Original languageEnglish
Pages (from-to)315-351
Journal / PublicationJournal of Fluid Mechanics
Volume334
Publication statusPublished - 10 Mar 1997
Externally publishedYes

Abstract

A simple, dynamically consistent model of mixing and transport in Rossby-wave critical layers is obtained from the well-known Stewartson-Warn-Warn (SWW) solution of Rossby-wave critical-layer theory. The SWW solution is thought to be a useful conceptual model of Rossby-wave breaking in the stratosphere. Chaotic advection in the model is a consequence of the interaction between a stationary and a transient Rossby wave. Mixing and transport are characterized separately with a number of quantitative diagnostics (e.g. mean-square dispersion, lobe dynamics, and spectral moments), and with particular emphasis on the dynamics of the tracer field itself. The parameter dependences of the diagnostics are examined: transport tends to increase monotonically with increasing perturbation amplitude whereas mixing does not. The robustness of the results is investigated by stochastically perturbing the transient-wave phase speed.
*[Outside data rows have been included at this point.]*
Issue #1010, opened 2019-11-05
name property of ks.Series([1,2,3]) is '0' not None


charlesdong1991:
Just notice a Series behaviour in a WIP PR,

```python
>>> s1 = ks.Series([1,2,3])
>>> s1.name
'0'
```
is this designed on purpose? i think in pandas this should be `None`.

HyukjinKwon:
I think it was because:

```python
>>> pd.DataFrame([1,2,3])
   0
0  1
1  2
2  3
```

However, for series, yes. I think we should fix. Maybe we should add an internal field name that's matched to `None` .. ?

cc @ueshin

itholic:
closed since it's resolved in #1712 .

PR #1019, opened 2019-11-06
[WIP] BUG: Fix name property output when name is not assigned in Series

charlesdong1991:
#1010

### DIFF
--- a/databricks/koalas/series.py
+++ b/databricks/koalas/series.py
@@ -325,8 +325,7 @@ class Series(_Frame, IndexOpsMixin, Generic[T]):
             else:
                 if name is None:
                     self._has_no_name = True
-                else:
-                    self._has_no_name = False
+                self._has_no_name = False
                 s = pd.Series(
                     data=data, index=index, dtype=dtype, name=name, copy=copy, fastpath=fastpath)
             kdf = DataFrame(s)
--- a/databricks/koalas/series.py
+++ b/databricks/koalas/series.py
@@ -323,13 +323,11 @@ class Series(_Frame, IndexOpsMixin, Generic[T]):
                 assert not fastpath
                 s = data
             else:
-                if name is None:
-                    self._has_no_name = True
-                self._has_no_name = False
                 s = pd.Series(
                     data=data, index=index, dtype=dtype, name=name, copy=copy, fastpath=fastpath)
             kdf = DataFrame(s)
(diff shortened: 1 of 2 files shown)


databricks/koalas/series.py
```diff
@@ -323,6 +323,9 @@ def __init__(self, data=None, index=None, dtype=None, name=None, copy=False, fas
                 assert not fastpath
                 s = data
             else:
+                if name is None:
+                    self._has_no_name = True
+                self._has_no_name = False
```
ueshin: I don't think we should have this attribute. e.g.,

```py
>>> kser = ks.Series([1,2,3])
>>> kser.name = 'foo'
>>> kser
???  # maybe always None
```

How about just setting name for `self` after `IndexOpsMixin.__init__(...)`?

charlesdong1991: ahh, definitely better!!

databricks/koalas/series.py
```diff
@@ -327,6 +327,7 @@ def __init__(self, data=None, index=None, dtype=None, name=None, copy=False, fas
                     data=data, index=index, dtype=dtype, name=name, copy=copy, fastpath=fastpath)
             kdf = DataFrame(s)
             IndexOpsMixin.__init__(self, kdf._internal.copy(scol=kdf._internal.data_scols[0]), kdf)
+            self.name = name
```
ueshin: We need to think about the case:

```py
s = ks.Series(pd.Series([1,2,3], name='foo'))
```

maybe `self.name = s.name`?

databricks/koalas/series.py
```diff
@@ -891,7 +892,7 @@ def shape(self):
         return len(self),
 
     @property
-    def name(self) -> Union[str, Tuple[str, ...]]:
+    def name(self) -> Union[str, Tuple[str, ...], None]:
```
HyukjinKwon: I think it should be `Optional[Union[str, Tuple[str, ...]]`

HyukjinKwon: We can change the type hint for `@name.setter` below as well.

charlesdong1991:
ah, okay, thanks for both of your comments, will take a closer look later after work! @ueshin @HyukjinKwon

ueshin:
We can have a `None` as the name for `Series` since we have an actual Spark column in `column_scols` (previously `data_columns`), but we might need to check whether all APIs are working with it as the same as when we support `column_index`.

itholic:
closed since it's resolved in #1712 .

PR #43, opened 2026-02-15
Implemented routes for asynq and initial ui

rmorlok:


sdks/js/src/taskMonitoring.ts
```diff
@@ -0,0 +1,267 @@
...
+  days?: number;
+}
+
+export type MonitoringTaskState = 'pending' | 'active' | 'scheduled' | 'retry' | 'archived' | 'completed';
+
+/**
+ * List all queues with their info
+ */
+export const listQueues = () => {
+  return client.get<QueueInfo[]>('/api/v1/task-monitoring/queues');
```
rmorlok: - [ ] I don't think this is correct under the new api contract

The two-wave chaotic advection model is contrasted with a stochastic single-wave model. It is shown that the effects of chaotic advection cannot be captured by stochasticity alone.

Citation Format(s)

Chaotic mixing and transport in Rossby-wave critical layers. / Ngan, Keith; Shepherd, Theodore G.

In: Journal of Fluid Mechanics, Vol. 334, 10.03.1997, p. 315-351.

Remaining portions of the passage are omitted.